VMware Cloud Community
Schorschi
Expert
Expert
Jump to solution

Re-ordering VMNIC enumeration?

For various reasons, including ESX OS deployment via BladeLogic, for some odd ball reason, the lowest PCI enumerated NIC is not always VMNIC0. Our service console NIC is not on the same VLAN as the VM NICs or of course VMotion, so we have a standard that VMNIC0 is always the service console NIC, our network resources always put the service console NIC cable in the lowest enumerated Ethernet port. So say for example, BladeLogic assigns VMNIC4 or VMNIC 5 to this physical port? I can not just assign VMNIC4 to vswif0 and call it done, I really do have to clean up the configuration so that VMNIC0 is the lowest PCI enumerated NIC port. Any suggestions? using esxcfg-vswif, esxcfg-nics, esxcfg-vswitch, I can find out where the lowest enumerated port is, but how do I reorder the VMNIC assignments to match?
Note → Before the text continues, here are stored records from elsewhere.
PR #3800, opened 2024-10-07
Change local version history to use Indexed DB

### LINKED ISSUE #3763: Move localstorage of history versions to an alternative
Currently, we have enabled a limited brew history feature stored in localstorage (see #3711).

However, we have also realised this has the inevitable conclusion of filling up the localStorage and collapsing some features that depend on it.

That's why the idea has risen, about moving such feature (already merged) to IndexedDB or minimongo.

this should be fixed before the next version (current version 3.15.0).

G-Ambatte:
This PR resolves #3763.

This PR changes the history version to use the IndexedDB system rather than LocalStorage, as the maximum storage of IndexedDB is much larger than LocalStorage.

This PR is still currently a work in progress, as the IndexedDB interface is quite different to the LocalStorage interface.

### DIFF
--- a/client/homebrew/editor/snippetbar/snippetbar.jsx
+++ b/client/homebrew/editor/snippetbar/snippetbar.jsx
@@ -5,7 +5,7 @@ const createClass = require('create-react-class');
 const _     = require('lodash');
 const cx    = require('classnames');
 
-import { getHistoryItems, historyExists } from '../../utils/versionHistory.js';
+import { historyCheck, loadHistory } from '../../utils/versionHistory.js';
 
 //Import all themes
 const ThemeSnippets = {};
@@ -50,30 +50,31 @@ const Snippetbar = createClass({
 			renderer      : this.props.renderer,
 			themeSelector : false,
 			snippets      : [],
-			historyExists : false
+			historyExists : false,
+			showHistory   : false
 		};
 	},
 
-	componentDidMount : async function() {
+	componentDidMount : async function(prevState) {
 		const snippets = this.compileSnippets();
 		this.setState({
 			snippets : snippets
 		});
 	},
 
-	componentDidUpdate : async function(prevProps) {
+	componentDidUpdate : async function(prevProps, prevState) {
 		if(prevProps.renderer != this.props.renderer || prevProps.theme != this.props.theme || prevProps.snippetBundle != this.props.snippetBundle) {
 			this.setState({
 				snippets : this.compileSnippets()
 			});
 		};
 
-		if(historyExists(this.props.brew) != this.state.historyExists){
+		const checkHistoryExists = (await historyCheck(this.props.brew)) ?? false;
+		if(checkHistoryExists != prevState.historyExists){
 			this.setState({
-				historyExists : !this.state.historyExists
+				historyExists : checkHistoryExists
 			});
-		};
-
+		}
 	},
 
 	mergeCustomizer : function(oldValue, newValue, key) {
@@ -151,30 +152,34 @@ const Snippetbar = createClass({
 		return this.props.updateBrew(item);
 	},
 
-	renderHistoryItems : function() {
-		const historyItems = getHistoryItems(this.props.brew);
+	renderHistoryItems : async function() {
+		if(!this.state.historyExists || !this.state.showHistory) return;
 
-		return <div className='dropdown'>
-			{_.map(historyItems, (item, index)=>{
-				if(!item.savedAt) return;
+		const historyItems = await loadHistory(this.props.brew);
+		console.log('renderHistoryItems', historyItems);
+		return;
 
-				const saveTime = new Date(item.savedAt);
-				const diffMs = new Date() - saveTime;
-				const diffSecs = Math.floor(diffMs / 1000);
+		// return <div className='dropdown'>
+		// 	{_.map(historyItems, (item, index)=>{
+		// 		if(!item[1].savedAt) return;
 
-				let diffString = `about ${diffSecs} seconds ago`;
+		// 		const saveTime = new Date(item[1].savedAt);
+		// 		const diffMs = new Date() - saveTime;
+		// 		const diffSecs = Math.floor(diffMs / 1000);
 
-				if(diffSecs > 60) diffString = `about ${Math.floor(diffSecs / 60)} minutes ago`;
-				if(diffSecs > (60 * 60)) diffString = `about ${Math.floor(diffSecs / (60 * 60))} hours ago`;
-				if(diffSecs > (24 * 60 * 60)) diffString = `about ${Math.floor(diffSecs / (24 * 60 * 60))} days ago`;
-				if(diffSecs > (7 * 24 * 60 * 60)) diffString = `about ${Math.floor(diffSecs / (7 * 24 * 60 * 60))} weeks ago`;
+		// 		let diffString = `about ${diffSecs} seconds ago`;
 
-				return <div className='snippet' key={index} onClick={()=>{this.replaceContent(item);}} >
-					<i className={`fas fa-${index+1}`} />
-					<span className='name' title={saveTime.toISOString()}>v{item.version} : {diffString}</span>
-				</div>;
-			})}
-		</div>;
+		// 		if(diffSecs > 60) diffString = `about ${Math.floor(diffSecs / 60)} minutes ago`;
+		// 		if(diffSecs > (60 * 60)) diffString = `about ${Math.floor(diffSecs / (60 * 60))} hours ago`;
+		// 		if(diffSecs > (24 * 60 * 60)) diffString = `about ${Math.floor(diffSecs / (24 * 60 * 60))} days ago`;
+		// 		if(diffSecs > (7 * 24 * 60 * 60)) diffString = `about ${Math.floor(diffSecs / (7 * 24 * 60 * 60))} weeks ago`;
+
+		// 		return <div className='snippet' key={index} onClick={()=>{this.replaceContent(item);}} >
+		// 			<i className={`fas fa-${index+1}`} />
+		// 			<span className='name' title={saveTime.toISOString()}>v{item.version} : {diffString}</span>
+		// 		</div>;
+		// 	})}
+		// </div>;
 	},
 
 	renderEditorButtons : function(){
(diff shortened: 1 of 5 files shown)


G-Ambatte:
For reference, I have set the following data in my `config/local.json` file as the custom test values:

```
{
"historyConfig" : {
		"HISTORY_SAVE_DELAYS" : {
			"0" : 0,
			"1" : 1,
			"2" : 2,
			"3" : 3,
			"4" : 4,
			"5" : 5
		},
		"GARBAGE_COLLECT_DELAY" : 10
	}
}
```

client/homebrew/utils/versionHistory.js
```diff
@@ -11,28 +13,33 @@ const DEFAULT_HISTORY_SAVE_DELAYS = {
 	'5' : 2 * 24 * 60
 };
 
-const DEFAULT_GARBAGE_COLLECT_DELAY = 28 * 24 * 60;
+const HB_DB = 'HOMEBREWERY-DB';
+const HB_STORE = 'HISTORY';
 
-const HISTORY_SAVE_DELAYS = global.config?.historyData?.HISTORY_SAVE_DELAYS ?? DEFAULT_HISTORY_SAVE_DELAYS;
-const GARBAGE_COLLECT_DELAY = global.config?.historyData?.GARBAGE_COLLECT_DELAY ?? DEFAULT_GARBAGE_COLLECT_DELAY;
```
calculuschild, line 17: I think the way you had this before was simpler; just set the HISTORY_SAVE_DELAYS and GARBAGE_COLLECT_DELAY once at this point, instead of partially defining it over multiple locations.

client/homebrew/utils/versionHistory.js
```diff
@@ -11,28 +13,33 @@ const DEFAULT_HISTORY_SAVE_DELAYS = {
...
-function updateStoredBrew(brew, slot = 0) {
+// function getVersionBySlot(brew, slot){
+// 	// Read stored brew data
+// 	// - If it exists, parse data to object
+// 	// - If it doesn't exist, pass default object
+// 	const key = getKeyBySlot(brew, slot);
+// 	const storedVersion = IDB.get(key);
+// 	const output = storedVersion ? storedVersion : { expireAt: '2000-01-01T00:00:00.000Z', shareId: brew.shareId, noData: true };
+// 	return output;
+// };
```
calculuschild, line 38: Looks like we can delete this block

client/homebrew/utils/versionHistory.js
```diff
@@ -43,74 +50,110 @@ function updateStoredBrew(brew, slot = 0) {
...
+	if(!IDB) return false;
+	const historyExists = await IDB.keys(await createHBStore())
+		.then((keys)=>{
+			return [...keys].some((key)=>{
+				return key.startsWith(`${HISTORY_PREFIX}-${brew.shareId}`);
+			});
+		})
+		.catch(()=>{return false;});
+
+	return historyExists;
```
calculuschild, line 79:
```suggestion
	const keys = await IDB.keys(await createHBStore())
		.catch(() => []);
	return keys.some(key => key.startsWith(`${HISTORY_PREFIX}-${brew.shareId}`));

```

client/homebrew/utils/versionHistory.js
```diff
@@ -43,74 +50,110 @@ function updateStoredBrew(brew, slot = 0) {
...
+				if(!history[updateSlot - 1]?.noData) {
+					historyUpdate.push(parseBrewForStorage(history[updateSlot - 1], updateSlot + 1));
+				}
 			};
 
 			// Update the most recent brew
-			updateStoredBrew(brew, 1);
+			historyUpdate.push(parseBrewForStorage(brew, 1));
+
+			IDB.setMany(historyUpdate, await createHBStore());
```
calculuschild, line 133: Does this need an await? I guess nothing else relies on the result here so it can be done asynchronously,

client/homebrew/utils/versionHistory.js
```diff
@@ -43,74 +50,110 @@ function updateStoredBrew(brew, slot = 0) {
...
+
+				// if(key.startsWith(`${HISTORY_PREFIX}`)) {	// This check was to make sure we were only selecting the history keys, should be unnecessary
+				const collectAt = new Date(value.savedAt);
+				collectAt.setMinutes(collectAt.getMinutes() + GARBAGE_COLLECT_DELAY);
+				if(new Date() > collectAt){
+					IDB.del(key, await createHBStore());
+				};
+				// }
+			});
 		});
```
calculuschild, line 158: The beauty of `await` is we can avoid `.then` and read things in a more traditional sequence. Bonus, is it tends to be quite a bit shorter too.

```suggestion
	const entries = await IDB.entries(await createHBStore());

	for (const [key, value] of entries) {
		const collectAt = new Date(value.savedAt);
		collectAt.setMinutes(collectAt.getMinutes() + GARBAGE_COLLECT_DELAY);

		if (new Date() > collectAt)
			await IDB.del(key, await createHBStore());
	}
```

client/homebrew/editor/snippetbar/snippetbar.jsx
```diff
@@ -151,12 +164,18 @@ const Snippetbar = createClass({
...
 
+	toggleHistoryMenu : function(){
+		this.setState({
+			showHistory : !this.state.showHistory
+		});
+	},
+
 	renderHistoryItems : function() {
-		const historyItems = getHistoryItems(this.props.brew);
+		if(this.state.historyItems.length == 0) return;
```
calculuschild, line 174: is `historyItems` redundant with `historyExists`? HistoryExists also requires at least one entry is in `historyItems`. Seems `historyExists` could be removed altogether and just use `historyItems` like you do here?

calculuschild (changes requested):
Functionality seems good. I couldn't find anything breaking.

Feedback is then just standard code cleanup stuff.

client/homebrew/utils/useIDB.js
```diff
@@ -0,0 +1,80 @@
+import {
```
calculuschild, line 1: This whole file can be deleted

client/homebrew/utils/versionHistory.js
G-Ambatte: Yes, I commented it out in case I broke something by no longer having it available, but it should be fine to just delete now.
It will be saved in a reversible commit anyway.

client/homebrew/utils/versionHistory.js
G-Ambatte: Reverted to the local consts, rather than trying to use config values.

client/homebrew/utils/versionHistory.js
```diff
@@ -43,74 +50,110 @@ function updateStoredBrew(brew, slot = 0) {
...
-	return Object.keys(localStorage)
-		.some((key)=>{
-			return key.startsWith(`${HISTORY_PREFIX}-${brew.shareId}`);
-		});
+async function createHBStore(){
+	return await IDB.createStore(HB_DB, HB_STORE);
+}
+
+export async function historyCheck(brew){
+	if(!IDB) return false;
```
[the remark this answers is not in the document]
G-Ambatte: This was originally a longer check to ensure `window.IndexedDB` existed, but eventually it got changed to the current form - which, as you correctly point out, can never be false.
Removed in the latest commit.

client/homebrew/utils/versionHistory.js
calculuschild: Config values are fine if you really want them, but my point was you can assign these values here instead of setting it to the default here and then loading the config later. Just do the default and config handling all in one place.

client/homebrew/utils/versionHistory.js
G-Ambatte: This is implemented in the latest commit, with a minor tweak or two to get it working properly.

client/homebrew/utils/versionHistory.js
G-Ambatte: This is implemented in the latest commit.

client/homebrew/utils/versionHistory.js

For example... If we start with...

VMNIC4 - PCI 10:0.0

VMNIC5 - PCI 10:0.1

VMNIC0 - PCI 15:0.0

VMNIC1 - PCI 15:0.1

VMNIC2 - PCI 20:0.0

VMNIC3 - PCI 20:0.1

How can we get to...

VMNIC0 - PCI 10:0.0

VMNIC1 - PCI 10:0.1

VMNIC2 - PCI 15:0.0

VMNIC3 - PCI 15:0.1

VMNIC4 - PCI 20:0.0

VMNIC5 - PCI 20:0.1

This question should be worth 20 points, since I suspect it is not going to be trival or easy. Some one please prove me wrong! Thanks in advance.

Schor-

0 Kudos
1 Solution

Accepted Solutions
linuxdynasty
Enthusiast
Enthusiast
Jump to solution

Thanks for the explanation but here is what I do not understand .... Why VMware does not follow the PCI-ID Order??? If they would just follow that then this would not be a issue at all. Actually I found in there Perl code where they are doing the reordering of the NIC's. We have contacted them previously and they said they would fix it in the next release and since changing ther ecode everytime wold just not work for us or anyone else that is why I created that Python Script.

But I was glad to be able to help you and anyone else who used my script.

View solution in original post

0 Kudos
16 Replies
kjb007
Immortal
Immortal
Jump to solution

Your /etc/vmware/esx.conf contains your logical to physical mappings. You can change the order there to what you want it to be, and then restart the server.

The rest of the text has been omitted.